Sin embargo, esta tarea ya no recae en el productor de mercancías, sino en el productor de imágenes: la publicidad. Esto desplaza el centro de la producción a la creación de paraísos artificiales, o más exactamente: a la producción ilusoria. Porque si no existiera la publicidad que cubre los objetos con el halo de la deseabilidad, no habrían surgido en absoluto las lagunas que los productos anunciados pretenden colmar. Las razones que llevaron a Galbraith a este balance se basan esencialmente en las ganancias de productividad de la época, así como en la constatación de que un nuevo tipo de contexto de transmisión conquista la mente de la gente con el mundo de la televisión. La evolución hacia el posmaterialismo (la revolución silenciosa, como la describió su teórico, Ronald Inglehart, en 1977) no es simplemente la expresión de un cambio de mentalidad, sino el reflejo de un cambio de paradigma en la propia industria. El motor de esta revolución es el mundo emergente de los microprocesadores, que está desmaterializando segmentos cada vez mayores de la realidad. Los ordenadores están reduciendo el mundo al tamaño de una uña, mientras que la red global está acelerando la logística de mercancías a la velocidad de la luz.
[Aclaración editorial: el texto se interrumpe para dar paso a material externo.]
PR #13980, opened 2022-01-10
Add missing module for required installation step

b10n1k:
15SP4 asks to set up the root password before continue. The yaml scheduler is missing condition
which will schedule the `user_settings_root` module.

- Verification run: http://aquarius.suse.cz/tests/7690


schlad:
I'm confused. Haven't you remove that yesterday?

schlad:
> I'm confused. Haven't you remove that yesterday?

ah I see; that was also adding and it was for a node.

schlad (approved):

PR #14488, opened 2022-03-15
[WIP] Merge docker & podman libs into container_runtime

ilausuch:
Docker and podman container runtime libraries
can be merged in only one common library helping
to simplify the maintenance.

- Related ticket: https://progress.opensuse.org/issues/101454
- Verification run: 
- http://copland.arch.suse.de/tests/1063
- http://copland.arch.suse.de/tests/1064


jlausuch (changes requested):
The idea was to merge together:
https://github.com/os-autoinst/os-autoinst-distri-opensuse/blob/master/tests/containers/docker.pm
and
https://github.com/os-autoinst/os-autoinst-distri-opensuse/blob/master/tests/containers/podman.pm

which share the same test logic and code.

PR #14489, opened 2022-03-15
Do whole patch process separately for each patch

dzedro:
- Related ticket: https://progress.opensuse.org/issues/95863
- Verification run:
https://dzedro.suse.cz/tests/21327 Conflicts
https://dzedro.suse.cz/tests/21328 New package
WIP Multiple patches


foursixnine:
looks like tidy needs to be ran `make tidy-full` I think? on the other hand, I wonder if for a separate PR we could write unit tests, so that we have a clear definition of what's being tested...

tests/qam-updinstall/update_install.pm
```diff
@@ -92,15 +97,17 @@ sub run {
     my ($self) = @_;
     my $incident_id = get_required_var('INCIDENT_ID');
     my $repos = get_required_var('INCIDENT_REPO');
+    my %installable;    #Binaries already released that can already be installed.
+    my @new_binaries;    #Binaries introduced by the update that will be installed after the repos are added.
```
dzedro, line 101: Tidy was failing because of this, which is right now wrong comment, I think ...
I spit on tidy and hope I will not have to use it ever again :pray:

dzedro:
This code will create prepare.log zypper.log for each patch, at end it will merge them into one which is expected.
@a-kpappas @baierjan Is this OK ? I don't know how the testsuite template parse the log.

baierjan:
> This code will create prepare.log zypper.log for each patch, at end it will merge them into one which is expected. @a-kpappas @baierjan Is this OK ? I don't know how the testsuite template parse the log.

Currently, template generator is looking for `/tests/<id>/file/update_install-zypper.log`

dzedro:
> > This code will create prepare.log zypper.log for each patch, at end it will merge them into one which is expected. @a-kpappas @baierjan Is this OK ? I don't know how the testsuite template parse the log.
> 
> Currently, template generator is looking for `/tests/<id>/file/update_install-zypper.log`

Logs will be there, but I'm not sure if multiple installations instead one installation will work fine
 e.g. here are two patches thus two installations in update_install-zypper.log, is that ok ?
https://openqa.suse.de/tests/9031785/file/update_install-zypper.log

baierjan:
> Logs will be there, but I'm not sure if multiple installations instead of one installation will work fine ? e.g. here are two patches thus two installations in update_install-zypper.log, is that ok ? https://openqa.suse.de/tests/9031785/file/update_install-zypper.log

As far as I know, there is no parsing involved. The generator just downloads and stores the log for (manual) evaluation.

dzedro:
> > Logs will be there, but I'm not sure if multiple installations instead of one installation will work fine ? e.g. here are two patches thus two installations in update_install-zypper.log, is that ok ? https://openqa.suse.de/tests/9031785/file/update_install-zypper.log
> 
> As far as I know, there is no parsing involved. The generator just downloads and stores the log for (manual) evaluation.

Ah ok, I thought it's parsing something from the log, then good, Thank you!

foursixnine (approved):
for the most part looks good to me

foursixnine:
@dzedro I'll add the do not merge until you call it done then, at end of week I'll ping again :)

foursixnine (approved):

tests/qam-updinstall/update_install.pm
```diff
@@ -122,117 +140,146 @@ sub run {
...
-    my @installable_l3 = grep { $bins{$_}->{supportstatus} eq 'l3' } keys %installable;
-    # If not all l3 released binaries are in the conflict binaries, fail.
-    print "\nInstallable L3 @installable_l3\n";
-    for my $package (@installable_l3) {
-        my $hit = first { $package eq $_ } @conflict_names;
-        unless ($hit) {
-            record_info "Error", "$package is l3 but does not exist in the patch. The update may have been misconfigured";
+        # Install released version of installable binaries.
+        # Make sure on SLE 15+ zyppper 1.14+ with '--force-resolution --solver-focus Update' patched binaries are installed
+        my $solver_focus = $zypper_version >= 14 ? '--force-resolution --solver-focus Update ' : '';
```
b10n1k, line 216: Can [check_version](https://github.com/os-autoinst/os-autoinst-distri-opensuse/blob/master/lib/version_utils.pm#L178) be used here? And using a regex to match 1.14 instead of merely 14?

dzedro: I don't know. This works

dzedro:
Cloning conflicting job with `WORKAROUND_PREINSTALL_CONFLICT=1` to workaround the conflict.
https://openqa.suse.de/tests/overview?build=%3A25111%3Agcc10&distri=sle&groupid=282

Added rpm-ndb conflict
https://openqa.suse.de/tests/overview?build=%3A25112%3Arpm&distri=sle&groupid=439

dzedro:
:game_die:

foursixnine:
> game_die

PR #14494, opened 2022-03-16
console/consoletest_finish: Close PackageKit error notification

Vogtinator:
`system_prepare` stops packagekitd, which causes an error notification. This
needs to be closed to not be in the way of needle matches.

- Needles: Created during the VR on o3
- Verification run: https://openqa.opensuse.org/tests/2246439


Vogtinator:
I'll merge in a few hours if no objections. (Normally I'd do that tomorrow, but that's a Friday)

PR #14498, opened 2022-03-16
Merge docker & podman tests

ilausuch:
In order to simplify maintenance we want to merge
both tests in one because there are a lot of
common source code lines.

- Related ticket: https://progress.opensuse.org/issues/101454
- Verification run:
- http://copland.arch.suse.de/tests/1080 (docker)
- http://copland.arch.suse.de/tests/1079 (podman)
- http://copland.arch.suse.de/tests/1087 (public cloud)
- http://openqa.suse.de/tests/8340025 (microos)
- http://openqa.suse.de/tests/8340473 (jeos) (running)

With the collaboration of @m-dati


tests/containers/container_runtime.pm
```diff
@@ -27,25 +27,27 @@
 use Mojo::Base 'containers::basetest';
 use testapi;
 use utils;
+use registration;
```
pdostal, line 30: Why is this here?

tests/containers/container_runtime.pm
```diff
@@ -56,4 +58,15 @@ sub run {
...
 }
 
+sub post_fail_hook {
+    my ($self) = @_;
+    if ($self->{runtime} eq 'podman') {
+        select_console 'log-console';
+        script_run "podman version | tee /dev/$serialdev";
+        script_run "podman info --debug | tee /dev/$serialdev";
+        $self->SUPER::post_fail_hook;
+    }
```
pdostal, line 68:
```suggestion
    }
    $self->SUPER::post_fail_hook;
```

pdostal (approved):

tests/containers/container_runtime.pm
ilausuch: Good catch. solved

tests/containers/container_runtime.pm
ilausuch: yes should be removed, was in the old podman.pm.
Solved

jlausuch:
This will need a change too:
```
.//products/microos/main.pm:70:        loadtest 'containers/podman';
.//lib/main_publiccloud.pm:23:    loadtest 'containers/podman';
.//lib/main_publiccloud.pm:28:    loadtest 'containers/docker';
```

I haven't seen any podman|docker load test in yaml schedule. Almost all container tests in OSD and O3 are using `main_containers.pm`. We might need to improve that with `microos/main.pm` and `main_publiccloud.pm` in the future.

jlausuch:
Looks good!

Maybe it would be a good time to rename "runtime" to "engine", because podman and docker are not actually "runtimes" per see as we have been calling them for long time. Some examples of runtimes are `containerd`, `crio`, etc..
What do you think?

ilausuch:
I agree

ilausuch:
renamed

jlausuch (approved):

mloviska (approved):
Me gusta!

Desde la perspectiva de la historia económica, el lado perturbador de esta revolución se hace aún más evidente. Esto se debe a que el sistema editorial de principios de la era moderna estaba pensado principalmente para salvar grandes distancias y suministrar mercancías a partes distantes del mundo. Sin embargo, este reto logístico quedó obsoleto con el mundo en red, que permitió el acceso instantáneo al mercado global. Justo cuando la lógica digital conquista el ciclo económico, su fórmula básica se hace evidente: x=xn.2 Puede que esta apoteosis de la abundancia, que se remonta al fundador de la lógica binaria, George Boole, siga siendo en gran medida desconocida, pero no se pueden pasar por alto sus consecuencias para la industria musical, los editores de libros y, de hecho, todos los productores de símbolos. Frente a esta amenaza de proliferación, todo bien digitalizado debe perder su carácter de mercancía, hasta tal punto que casi se puede hablar de una "devaluación de los valores" en términos contables. Jeremy Rifkin abordó recientemente esta cuestión en su obra La sociedad de coste marginal cero (2014), y proporcionó una descripción precisa, aunque algo farragosa, del problema estructural frente a la fórmula.
El delirio de los signos
A finales de los años 60, este cambio de paradigma se refleja en el concepto de una sociedad "postmaterial", y económicamente adopta la forma de una revolución de los signos. Con el colapso del sistema de Bretton Woods, se derrumbó el orden monetario de posguerra que había vinculado el valor del dinero a la escasez natural de oro. Esto no sólo demuestra que la escasez natural de oro ya no es adecuada como métrica para el valor del dinero, sino que también deja claro que el soberano ya no tiene el control sobre el valor del dinero (como guardián de la "nada escasa"), sino que éste debe dejarse en manos de los mercados financieros globales anónimos y sin rostro, en otras palabras: la "red". Aunque esta conexión está muy clara en retrospectiva, no lo estaba en absoluto para los protagonistas del proceso. Con la era de la tipo de cambio flotante, que no por casualidad se solapa con La Época (es decir, la era Unix desde el 1 de enero de 1970), la economía entra en una nueva era. Si nos hemos acostumbrado a utilizar el término "globalización" para describir este nuevo mundo, cada vez está más claro que se trata del avance triunfal de la lógica de la digitalización.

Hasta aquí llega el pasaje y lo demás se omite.